Царица Амани в душе ликовала. Но старалась не показать этого. Ей хотелось услышать продолжение монолога Мансура. И потому она лишь чуть подтолкнула его:

– Аллах милосердный, Мансур, но почему ты думаешь о соперниках? Разве братья – не твои верные друзья?

– Да, матушка, это так… Твоя великая мудрость сделала из моих братьев верных слуг. Саид, я знаю это, готов раздавить любого из моих обидчиков, Валид всегда подаст мне мудрый совет или подскажет дельную мысль. Но, боюсь, в тот миг, когда речь зайдет о наследовании, все будет забыто – и мудрость, и отвага, и преданность. И останется лишь одно – желание воссесть на престол и назваться царем великой страны Ал-Лат. И чем больше я думаю об этом, тем печальнее мне становится, тем больше жаль дружбы, которая росла вместе с нами…

«И которую ты, да простит мне Аллах эти слова, готов предать уже сейчас». Амани давно уже поняла, куда клонит сын. Да он, собственно, и не пытался что-то скрыть от царицы. И сладостный миг взаимопонимания согрел мать и сына. Пусть это было взаимопонимание заговорщиков.

– Но Мансур, да будет Аллах мне судьей, я не думаю, что тебе следует заботиться о будущем этой дружбы. Да, она росла вместе с вами. Но это была дружба детей. И не дело наследнику престола беспокоиться о том, какой будет участь его друзей детства. Высшие соображения должны двигать тобой, мой мальчик. Ибо судьба страны, ее честь зависят от твоего решения. Если ты будешь силен, то многие твои поступки окажутся в глазах народа мудрыми и оправданными. А вот если дашь слабину, позволишь чувствам взять верх над разумом… О-о-о, незавидна судьба такого царя.

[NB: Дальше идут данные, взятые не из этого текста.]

PR #345, opened 2018-02-09
MRG: Allow title only -> use title as first paragraph

### LINKED ISSUE #222: Make example text optional
I would be nice if the example text (in the example module docstring) was optional.  Of course, an example *title* is necessary e.g. to build the index (well, I guess it could always default to the filename), but requiring more text tends to lead to examples such as https://github.com/matplotlib/matplotlib/pull/8233/files, where the body of the text just paraphrases the title.

### LINKED ISSUE #232: SG incorrectly grabbing the description when a label is defined in docstring
I noticed that SG is incorrectly grabbing the description when you define a label in the docstring before the title. E.g.:

```
"""
.. my_label:

=======
Title
=======

etc etc.
"""
```

SG will correctly find title, but when it tries to pull the description it shows up as `=====Title=====` because it's splitting on the wrong line.

For example see my matplotlib (new) tutorials build here: http://predictablynoisy.com/matplotlib/tutorials/index.html

larsoner:
This makes an example description optional (title only is okay) by using the title as the description if it's not provided. The alternative is to just use `''`, but this seemed less useful given how the intro paragraph is used alter.

#232 was already fixed, this just adds an explicit test of it.

Closes #232.
Closes #222.

### DIFF
--- a/sphinx_gallery/gen_rst.py
+++ b/sphinx_gallery/gen_rst.py
@@ -208,11 +208,11 @@ def extract_intro_and_title(filename, docstring):
     # lstrip is just in case docstring has a '\n\n' at the beginning
     paragraphs = docstring.lstrip().split('\n\n')
     # remove comments and other syntax like `.. _link:`
-    paragraphs = [p for p in paragraphs if not p.startswith('.. ')]
-    if len(paragraphs) <= 1:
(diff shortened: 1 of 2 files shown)


choldgraf:
nice! will wait for travis to be happy :-)

PR #346, opened 2018-02-09
MRG: Add ignore_pattern

### LINKED ISSUE #262: Possible to ignore a file with sphinx-gallery?
I'm trying to get SG set up with a project that needs an `__init__.py` file inside of the examples folder. This is giving sphinx-gallery issues because if there's no docstring it will error, and if I add a docstring then I get an empty image in the gallery for the init file. Is there a way to tell SG to totally ignore a file (e.g., with a regex or something?)

larsoner:
Hopefully the doc changes are clear enough, but this allows skipping some files entirely (i.e., not parsing or adding them to the gallery).

Closes #262.

### DIFF
--- a/sphinx_gallery/gen_rst.py
+++ b/sphinx_gallery/gen_rst.py
@@ -434,9 +434,11 @@ def generate_dir_rst(src_dir, target_dir, gallery_conf, seen_backrefs):
     # get filenames
     listdir = [fname for fname in os.listdir(src_dir)
                if fname.endswith('.py')]
-    # limit which to look at based on regex
+    # limit which to look at based on regex (similar to filename_pattern)
     listdir = [fname for fname in listdir
-               if re.match(gallery_conf['ignore_pattern'], fname) is None]
+               if re.search(gallery_conf['ignore_pattern'],
+                            os.path.normpath(os.path.join(src_dir, fname)))
+               is None]
     # sort them
     sorted_listdir = sorted(
         listdir, key=gallery_conf['within_subsection_order'](src_dir))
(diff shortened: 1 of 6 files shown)


larsoner:
Readable doc update:

https://366-25860190-gh.circle-artifacts.com/0/home/ubuntu/sphinx-gallery/rtd_html/advanced_configuration.html#build-pattern

sphinx_gallery/gen_rst.py
```diff
@@ -439,8 +439,13 @@ def generate_dir_rst(src_dir, target_dir, gallery_conf, seen_backrefs):
 
     if not os.path.exists(target_dir):
         os.makedirs(target_dir)
+    # get filenames
     listdir = [fname for fname in os.listdir(src_dir)
                if fname.endswith('.py')]
+    # limit which to look at based on regex
+    listdir = [fname for fname in listdir
+               if re.match(gallery_conf['ignore_pattern'], fname) is None]
```
lesteve: As far as I remember, filename_pattern uses the full path. It would be great if ignore_pattern was using the full path as well.

For the same reason, I would use `re.search` rather than `re.match`.

sphinx_gallery/tests/tinybuild/examples/__init__.py
```diff
@@ -0,0 +1 @@
+from numpy import pad
```
lesteve: Maybe add a comment here rather than an unused import? Something like this for example?

```py
# This file is ignored through ignore_pattern so it does not need to have a
# docstring following the sphinx-gallery convention (i.e. title + description)
```

lesteve:
I saw the Python 3.4 failure before. I am trying to tackle it in #350.

lesteve:
Merging, thanks a lot @larsoner!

Да и такого государства…

– Да, матушка, я это понимаю. Мне немного жаль давней дружбы. Но высшие соображения, да восхвалена будет в веках твоя мудрость, действительно должны стать для меня более важными.

Вновь перед царицей Амани сидел уверенный в себе молодой мужчина. Он более не был меланхоличен, не был печален. Возможно, слова матери, созвучные его собственным мыслям, сожгли в молодой душе что-то очень нужное человеку, но не правителю. Жестокость царедворца вновь стала лицом царевича Мансура.

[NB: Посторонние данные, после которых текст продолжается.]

PR #347, opened 2018-02-09
MRG: Add refs from docstring to backrefs

### LINKED ISSUE #205: SG misses classes that aren't imported
UPDATED:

– Наверное, о великая царица, это прозвучит странно, но я больше опасаюсь одного своего брата, Саида.

– Я не удивлена, мой мальчик. Саид решителен, отчаян, в трудную минуту он принимает решения, не всегда задумываясь о высших соображениях… И потом, он хорош собой и его обожают девушки… Он отчаянный храбрец, и потому его любит войско. И, увы, этого вполне достаточно, чтобы опасаться такого соперника.

– Да-да, моя мудрая матушка, именно так. Валид еще молод, и науки значат для него куда больше, чем власть… А вот Саид…

– Думаю, мой мальчик, ты начал беспокоиться раньше времени. Отец, да, немолод, но вполне силен. И он не отдаст трон в руки рубаки или слабака… А потому, полагаю, тебе следует, как и раньше, спокойно полагаться на силу и отвагу Саида и на знания и мудрость Валида. Эти юноши твои братья, а голос крови иногда так силен…

Царица говорила это и с радостью видела, что сын и сейчас ее прекрасно понял. Понял, что она хотела ему сказать: «Не беспокойся, мальчик мой. Я думаю точно так же. И теперь позволь мне обеспокоиться вместо тебя…»

– Благодарю тебя, моя мудрая матушка. Твои слова, как всегда, да хранит Аллах милосердный тебя от быстротечного времени, утешили меня. А прохладная вода твоего здравомыслия остудила мои порывы. Я удаляюсь от тебя с благоговением и радостью.

Мансур поклонился царице и, поцеловав ей руку по новому ромейскому обычаю, что начал проникать и за высокие дворцовые стены, покинул женскую половину.

Мать и сын отлично поняли друг друга. Судьба соперника была решена.

Макама одиннадцатая

Платаны, окружившие площадку для разминки, покрылись росой. Песок чуть отсырел, а в ветвях деревьев еще жила ночь.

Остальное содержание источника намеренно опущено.